Parr Jeremy R, De Jonge Maretha V, Wallace Simon, Pickles Andrew, Rutter Michael L, Le Couteur Ann S, van Engeland Herman, Wittemeyer Kerstin, McConachie Helen, Roge Bernadette, Mantoulan Carine, Pedersen Lennart, Isager Torben, Poustka Fritz, Bolte Sven, Bolton Patrick, Weisblatt Emma, Green Jonathan, Papanikolaou Katerina, Baird Gillian, Bailey Anthony J
From University of Oxford Department of Psychiatry, UK.
Institutes of Neuroscience, and Health and Society, Newcastle University, UK.
Autism Res. 2015 Oct;8(5):522-33. doi: 10.1002/aur.1466. Epub 2015 May 10.
Clinical genetic studies confirm the broader autism phenotype (BAP) in some relatives of individuals with autism, but there are few standardized assessment measures. We developed three BAP measures (informant interview, self-report interview, and impression of interviewee observational scale) and describe the development strategy and findings from the interviews. International Molecular Genetic Study of Autism Consortium data were collected from families containing at least two individuals with autism. Comparison of the informant and self-report interviews was restricted to samples in which the interviews were undertaken by different researchers from that site (251 UK informants, 119 from the Netherlands). Researchers produced vignettes that were rated blind by others. Retest reliability was assessed in 45 participants. Agreement between live scoring and vignette ratings was very high. Retest stability for the interviews was high. Factor analysis indicated a first factor comprising social-communication items and rigidity (but not other repetitive domain items), and a second factor comprised mainly of reading and spelling impairments. Whole scale Cronbach's alphas were high for both interviews. The correlation between interviews for factor 1 was moderate (adult items 0.50; childhood items 0.43); Kappa values for between-interview agreement on individual items were mainly low. The correlations between individual items and total score were moderate. The inclusion of several factor 2 items lowered the overall Cronbach's alpha for the total set. Both interview measures showed good reliability and substantial stability over time, but the findings were better for factor 1 than factor 2. We recommend factor 1 scores be used for characterising the BAP.

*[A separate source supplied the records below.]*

PR #1548, opened 2015-12-07
Fix slow OverlayTrigger + enforce react-overlays version

ninja-:


jquense:
I'm not really comfortable merging this without some info about why this would make a difference. I haven't had any issues with calling clearTimeout ever before, nor heard anything about performance issues with clearTimeout before.

If possible could you provide some rational or evidence that this is helpful beyond "it made a difference in my app"?

ninja-:
@jquense clearTimeout is seriously slow for me on chrome, I don't know if it should...if it is for example 1ms per call it sums up to pretty big overhead.

jquense:
that's fine in all but my hunch is that there is something else wrong with your code that isn't affecting others, like you are starving the event loop, or are getting behind on your timers.

My problem with code like this is it is very unclear what it is doing and why, presenting a maintenance burden, Initial searches on my part have not turned up any issues with clearTimeout taking a long time, which is why I am reticent to accept that thats' the root cause of the issue.

ninja-:
@jquense this code avoids clearInterval(0) for tasks that were not scheduled. Is this more clear now?

taion:
I'm going to replace this with a fixed version.

PR #1557, opened 2015-12-10
Overlays should stay shown when we hover over them

dustingetz:
HI guys, I don't expect you to accept this PR, because I know regular bootstrap forbids this behavior. I am just leaving this here as documentation for the next person.

Do you have any suggestions for how I might implement this that would not require modifying react-bootstrap?

### DIFF
--- a/src/OverlayTrigger.js
+++ b/src/OverlayTrigger.js
@@ -177,9 +177,13 @@ const OverlayTrigger = React.createClass({
       onEntered: this.props.onEntered
     };
 
+    let hoverOrFocus = isOneOf('focus', this.props.trigger) || isOneOf('hover', this.props.trigger);
+
     let overlay = cloneElement(this.props.overlay, {
       placement: overlayProps.placement,
-      container: overlayProps.container
+      container: overlayProps.container,
+      onMouseOver: hoverOrFocus ? this.handleDelayedShow : undefined,
+      onMouseLeave: hoverOrFocus ? this.handleDelayedHide : undefined
     });
 
     return (


taion:
You'd use `<Overlay>` directly instead of `<OverlayTrigger>`.

dustingetz:
Is there a way to avoid copy/pasting all 294 lines of OverlayTrigger to add three lines? I tried to monkey patch but I couln't get it to work, maybe you guys have seen some tricks I can use?

taion:
Just don't do it – look at the components page example that's tailored to the specific use case.

dustingetz:
Forgive me, but which quote are you referring to? "It's inadvisable to use "hover" or "focus" triggers for popovers, because they have poor accessibility" ? or " Creating custom overlays is as easy as wrapping some markup in an Overlay component"?

I understand how to use Overlay, but I also want all the behaviors in the OverlayTrigger abstraction, with my small patch to the hover behavior.

taion:
This section - http://react-bootstrap.github.io/components.html#custom-overlays. If you just use what's specific to your "hover" use case, it's quite a lot simpler - just track the enter/leave events you want. `<OverlayTrigger>` is intended to mimic the TWBS API, which is why we keep the meaning of "hover" (e.g. what you have is mostly not appropriate for something like a tooltip).

mezod:
hey @dustingetz did you manage to pull this behaviour in a nice way? i'd be interested to see how to do it without copying the complete OverlayTrigger into my project, thanks!

dustingetz:
Yes, I am happily running with the commit attached to this pull request

mezod:
you created a new OverlayTrigger into your project and changed the paths or?

mezod:
got it working that way, but feels clunky :p

PR #2158, opened 2016-08-19
create bsCustomClass to allow downstream customization

bcullman:


taion:
Why? What does this do that the current `className` doesn't?

bcullman:
yup, my bad. Closing.

PR #2186, opened 2016-09-01
Don't send unknown prop 'closeButton' to div

liorbentov:


taion:
This code doesn't do anything. We already spread out `closeButton` on https://github.com/liorbentov/react-bootstrap/blob/e7fbfc8c83abd9894047f924b75d963cd13b1494/src/ModalHeader.js#L45.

临床遗传学研究证实,自闭症患者的一些亲属存在更广泛的自闭症表型(BAP),但标准化评估措施较少。我们开发了三种BAP测量方法(信息提供者访谈、自我报告访谈和受访者印象观察量表),并描述了访谈的开发策略和结果。国际自闭症分子遗传学研究联盟的数据收集自至少有两名自闭症患者的家庭。信息提供者访谈和自我报告访谈的比较仅限于由该研究地点的不同研究人员进行访谈的样本(251名英国信息提供者,119名来自荷兰)。研究人员编写了一些短文,由其他人进行盲评。在45名参与者中评估了重测信度。现场评分与短文评分之间的一致性非常高。访谈的重测稳定性很高。因子分析表明,第一个因子包括社会沟通项目和刻板性(但不包括其他重复领域项目),第二个因子主要由阅读和拼写障碍组成。两种访谈的总量表克朗巴哈系数都很高。因子1的访谈之间的相关性中等(成人项目为0.50;儿童项目为0.43);单个项目的访谈间一致性的卡帕值主要较低。单个项目与总分之间的相关性中等。纳入几个因子2项目降低了整个数据集的总体克朗巴哈系数。两种访谈方法都显示出良好的信度和随时间的显著稳定性,但因子1的结果比因子2更好。我们建议使用因子1得分来表征BAP。